__TO DO__. Your answer should be the complete data, copied exactly.

__THE DATA__.
- - - -

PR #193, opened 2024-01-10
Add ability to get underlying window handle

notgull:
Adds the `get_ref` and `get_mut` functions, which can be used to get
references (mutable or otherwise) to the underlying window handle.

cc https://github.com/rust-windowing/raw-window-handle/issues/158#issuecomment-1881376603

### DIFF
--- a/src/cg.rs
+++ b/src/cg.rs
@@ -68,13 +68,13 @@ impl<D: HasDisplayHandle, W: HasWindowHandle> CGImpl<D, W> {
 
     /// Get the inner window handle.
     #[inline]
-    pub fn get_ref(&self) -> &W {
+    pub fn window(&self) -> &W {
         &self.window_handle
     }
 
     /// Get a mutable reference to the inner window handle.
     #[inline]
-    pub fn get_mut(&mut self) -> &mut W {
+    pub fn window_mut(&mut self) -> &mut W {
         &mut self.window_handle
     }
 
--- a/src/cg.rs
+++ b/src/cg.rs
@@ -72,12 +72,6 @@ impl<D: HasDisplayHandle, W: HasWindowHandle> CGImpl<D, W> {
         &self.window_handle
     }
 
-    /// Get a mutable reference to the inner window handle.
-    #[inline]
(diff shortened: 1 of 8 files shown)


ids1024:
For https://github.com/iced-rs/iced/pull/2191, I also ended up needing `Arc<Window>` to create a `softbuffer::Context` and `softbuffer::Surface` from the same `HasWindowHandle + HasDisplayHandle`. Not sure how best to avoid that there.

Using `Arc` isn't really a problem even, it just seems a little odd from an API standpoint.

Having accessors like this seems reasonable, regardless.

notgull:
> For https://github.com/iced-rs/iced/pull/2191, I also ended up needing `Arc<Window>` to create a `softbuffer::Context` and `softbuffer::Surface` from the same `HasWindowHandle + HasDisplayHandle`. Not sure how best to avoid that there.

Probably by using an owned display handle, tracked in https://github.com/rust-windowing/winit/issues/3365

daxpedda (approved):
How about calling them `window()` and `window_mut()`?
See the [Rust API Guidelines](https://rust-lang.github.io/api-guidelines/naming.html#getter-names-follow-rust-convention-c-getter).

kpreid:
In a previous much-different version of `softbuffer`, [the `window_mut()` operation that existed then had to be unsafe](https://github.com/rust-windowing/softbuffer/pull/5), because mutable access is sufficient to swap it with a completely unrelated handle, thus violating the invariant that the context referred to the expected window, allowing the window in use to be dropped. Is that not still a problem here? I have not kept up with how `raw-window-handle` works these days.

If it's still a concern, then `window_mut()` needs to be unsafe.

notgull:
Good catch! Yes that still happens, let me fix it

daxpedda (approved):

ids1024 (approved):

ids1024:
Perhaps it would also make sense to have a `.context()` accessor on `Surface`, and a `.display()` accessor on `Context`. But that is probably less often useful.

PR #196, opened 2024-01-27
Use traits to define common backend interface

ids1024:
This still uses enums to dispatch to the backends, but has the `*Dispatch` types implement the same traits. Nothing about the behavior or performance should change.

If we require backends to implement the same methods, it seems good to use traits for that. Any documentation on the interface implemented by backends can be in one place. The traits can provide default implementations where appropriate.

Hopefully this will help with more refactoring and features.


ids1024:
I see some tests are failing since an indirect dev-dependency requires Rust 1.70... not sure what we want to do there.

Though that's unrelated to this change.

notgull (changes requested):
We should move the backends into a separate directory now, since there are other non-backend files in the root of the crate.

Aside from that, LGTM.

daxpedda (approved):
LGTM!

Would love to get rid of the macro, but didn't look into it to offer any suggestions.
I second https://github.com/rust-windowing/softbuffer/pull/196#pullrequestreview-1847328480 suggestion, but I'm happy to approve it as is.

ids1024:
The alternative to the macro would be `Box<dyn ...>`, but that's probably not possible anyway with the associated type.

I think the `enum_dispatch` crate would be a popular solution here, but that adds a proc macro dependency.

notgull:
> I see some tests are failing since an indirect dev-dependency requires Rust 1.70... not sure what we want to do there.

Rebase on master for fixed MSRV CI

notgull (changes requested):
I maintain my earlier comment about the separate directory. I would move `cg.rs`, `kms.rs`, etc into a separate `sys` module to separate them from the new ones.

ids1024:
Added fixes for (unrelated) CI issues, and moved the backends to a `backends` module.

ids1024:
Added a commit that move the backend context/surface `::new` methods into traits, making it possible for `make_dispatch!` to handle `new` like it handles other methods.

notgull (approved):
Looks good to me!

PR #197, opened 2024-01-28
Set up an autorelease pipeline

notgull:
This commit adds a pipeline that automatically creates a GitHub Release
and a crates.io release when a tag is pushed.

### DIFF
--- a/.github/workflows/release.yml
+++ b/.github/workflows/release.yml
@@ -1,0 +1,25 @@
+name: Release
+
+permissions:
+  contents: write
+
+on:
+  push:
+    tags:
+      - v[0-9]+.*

- - - -

__PROBLEM SOLUTION__.
PR #193, opened 2024-01-10
Add ability to get underlying window handle

notgull:
Adds the `get_ref` and `get_mut` functions, which can be used to get
references (mutable or otherwise) to the underlying window handle.

cc https://github.com/rust-windowing/raw-window-handle/issues/158#issuecomment-1881376603

### DIFF
--- a/src/cg.rs
+++ b/src/cg.rs
@@ -68,13 +68,13 @@ impl<D: HasDisplayHandle, W: HasWindowHandle> CGImpl<D, W> {
 
     /// Get the inner window handle.
     #[inline]
-    pub fn get_ref(&self) -> &W {
+    pub fn window(&self) -> &W {
         &self.window_handle
     }
 
     /// Get a mutable reference to the inner window handle.
     #[inline]
-    pub fn get_mut(&mut self) -> &mut W {
+    pub fn window_mut(&mut self) -> &mut W {
         &mut self.window_handle
     }
 
--- a/src/cg.rs
+++ b/src/cg.rs
@@ -72,12 +72,6 @@ impl<D: HasDisplayHandle, W: HasWindowHandle> CGImpl<D, W> {
         &self.window_handle
     }
 
-    /// Get a mutable reference to the inner window handle.
-    #[inline]
(diff shortened: 1 of 8 files shown)


ids1024:
For https://github.com/iced-rs/iced/pull/2191, I also ended up needing `Arc<Window>` to create a `softbuffer::Context` and `softbuffer::Surface` from the same `HasWindowHandle + HasDisplayHandle`. Not sure how best to avoid that there.

Using `Arc` isn't really a problem even, it just seems a little odd from an API standpoint.

Having accessors like this seems reasonable, regardless.

notgull:
> For https://github.com/iced-rs/iced/pull/2191, I also ended up needing `Arc<Window>` to create a `softbuffer::Context` and `softbuffer::Surface` from the same `HasWindowHandle + HasDisplayHandle`. Not sure how best to avoid that there.

Probably by using an owned display handle, tracked in https://github.com/rust-windowing/winit/issues/3365

daxpedda (approved):
How about calling them `window()` and `window_mut()`?
See the [Rust API Guidelines](https://rust-lang.github.io/api-guidelines/naming.html#getter-names-follow-rust-convention-c-getter).

kpreid:
In a previous much-different version of `softbuffer`, [the `window_mut()` operation that existed then had to be unsafe](https://github.com/rust-windowing/softbuffer/pull/5), because mutable access is sufficient to swap it with a completely unrelated handle, thus violating the invariant that the context referred to the expected window, allowing the window in use to be dropped. Is that not still a problem here? I have not kept up with how `raw-window-handle` works these days.

If it's still a concern, then `window_mut()` needs to be unsafe.

notgull:
Good catch! Yes that still happens, let me fix it

daxpedda (approved):

ids1024 (approved):

ids1024:
Perhaps it would also make sense to have a `.context()` accessor on `Surface`, and a `.display()` accessor on `Context`. But that is probably less often useful.

PR #196, opened 2024-01-27
Use traits to define common backend interface

ids1024:
This still uses enums to dispatch to the backends, but has the `*Dispatch` types implement the same traits. Nothing about the behavior or performance should change.

If we require backends to implement the same methods, it seems good to use traits for that. Any documentation on the interface implemented by backends can be in one place. The traits can provide default implementations where appropriate.

Hopefully this will help with more refactoring and features.


ids1024:
I see some tests are failing since an indirect dev-dependency requires Rust 1.70... not sure what we want to do there.

Though that's unrelated to this change.

notgull (changes requested):
We should move the backends into a separate directory now, since there are other non-backend files in the root of the crate.

Aside from that, LGTM.

daxpedda (approved):
LGTM!

Would love to get rid of the macro, but didn't look into it to offer any suggestions.
I second https://github.com/rust-windowing/softbuffer/pull/196#pullrequestreview-1847328480 suggestion, but I'm happy to approve it as is.

ids1024:
The alternative to the macro would be `Box<dyn ...>`, but that's probably not possible anyway with the associated type.

I think the `enum_dispatch` crate would be a popular solution here, but that adds a proc macro dependency.

notgull:
> I see some tests are failing since an indirect dev-dependency requires Rust 1.70... not sure what we want to do there.

Rebase on master for fixed MSRV CI

notgull (changes requested):
I maintain my earlier comment about the separate directory. I would move `cg.rs`, `kms.rs`, etc into a separate `sys` module to separate them from the new ones.

ids1024:
Added fixes for (unrelated) CI issues, and moved the backends to a `backends` module.

ids1024:
Added a commit that move the backend context/surface `::new` methods into traits, making it possible for `make_dispatch!` to handle `new` like it handles other methods.

notgull (approved):
Looks good to me!

PR #197, opened 2024-01-28
Set up an autorelease pipeline

notgull:
This commit adds a pipeline that automatically creates a GitHub Release
and a crates.io release when a tag is pushed.

### DIFF
--- a/.github/workflows/release.yml
+++ b/.github/workflows/release.yml
@@ -1,0 +1,25 @@
+name: Release
+
+permissions:
+  contents: write
+
+on:
+  push:
+    tags:
+      - v[0-9]+.*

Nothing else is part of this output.